ID-related fraud issues faced by US fintech mirror Africa's trends

In 2021, 42% of US Bank Secrecy Act filings focused on identity fraud. Similar challenges exist in Africa, posing a dual obstacle for cross-border payments startups.

ID-related fraud issues faced by US fintech mirror Africa's trends

In 2021, about 1.6 million reports, constituting 42% of all Bank Secrecy Act (BSA) filings in the US, were focused on concerns related to identity fraud, as disclosed in a report by the US Financial Crimes Enforcement Network (FinCEN).

According to Andrea Gacki, FinCEN Director, “Robust customer identity processes are foundational to the security of the U.S. financial system and critical to the effectiveness of financial institutions’ programs to combat money laundering and counter the financing of terrorism. Financial institutions are encouraged to work across their internal departments to address these schemes.”

Source; FinCEN

The analysis revealed that a majority of attackers, comprising 69% of identity-related BSA reports (~1.7 million filings), engaged in impersonation to defraud victims. Additionally, 18% of identity-related BSA reports (around 446,000 filings) detailed attackers utilizing compromised credentials for unauthorized access to legitimate customer accounts, while 13% (about 323,000 filings) reported attackers exploiting insufficient verification processes.

Depository institutions were the leading filers of identity-related BSA reports, accounting for 54% (about 1.3 million filings) and reporting $201 billion in suspicious activity. Money services businesses (MSBs) constituted the second-largest category of filers, contributing 21% of identity-related BSA reports.

Among the reported issues, fraud emerged as the most prevalent, with approximately 1.2 million instances, followed by false records (~423,000), identity theft (about 222,000), third-party money laundering (approximately 154,000), and circumventing standards (~ 110,000).

Identity-related issues had different effects, as attackers mostly pretended to be someone else, followed by finding ways to get into accounts and avoid being noticed. Surprisingly, when attackers got into accounts, it caused a lot more financial damage compared to pretending to be someone else or avoiding detection.

Similarly, in Africa, there is a rise in attempts at identity fraud, particularly in Nigeria and Kenya. Smile ID data reveals that fraud attempts in Kenya increased by 7%, rising from approximately 10% in January to 17% in July 2023. In Nigeria, it went up to 13%, compared to 8% in January 2023. However, Smile ID says "As more businesses across Africa adopt biometrics for identity verification and fraud prevention, more fraud is being caught."

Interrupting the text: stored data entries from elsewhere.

PR #120, opened 2026-04-23
Property Name Update

The-Ray-Man:
This PR contains multiple changes on different things, but they are all related.

## Unique Program Parts
Before creating the viper programs, some structure of the "ExpEmbedding-Program" were made unique. For example this was done to only have one public field per name. This was performed in the following way:

```kotlin
fields.distinctBy { it.name.debugMangled }
```
The name of the fields get transformed to a string using the `DebugNameResolver`. But since our names are structurally unique, we should also use structural comparison instead of reliying on the NameResolver to translate them to strings.

Therefore we only use `it.name` to make the fields unique.

## Structurally Wrong Names
This change uncovered the problem on how we create the names for public fields. Since we want to merge all public fields  with the same name, the public name should have the form: `ScopedName(public, fieldName)`. But actually, the field name contained the name of the corresponding class. The class Name was included as a parent scope of the public scope.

For startups, like Klasha, who engage in cross-border payments across Africa, this poses a dual challenge, due to increased identity fraud in both the continent and the United States–a key source of remittances to Africa.

According to Wiza Jalakasi, director of Ebanx Africa market development, "From my past experiences, I will advise that you should not even launch your product without fraud mitigations built-in, this is because fraudsters are amongst your first adopters. Fraudsters are on top of everything that is happening in fintech, their common tactic is referral fraud."

"You are going to start seeing fraud losses from the day you launch your product; and the sooner you can mitigate it, the better," Jalakasi added.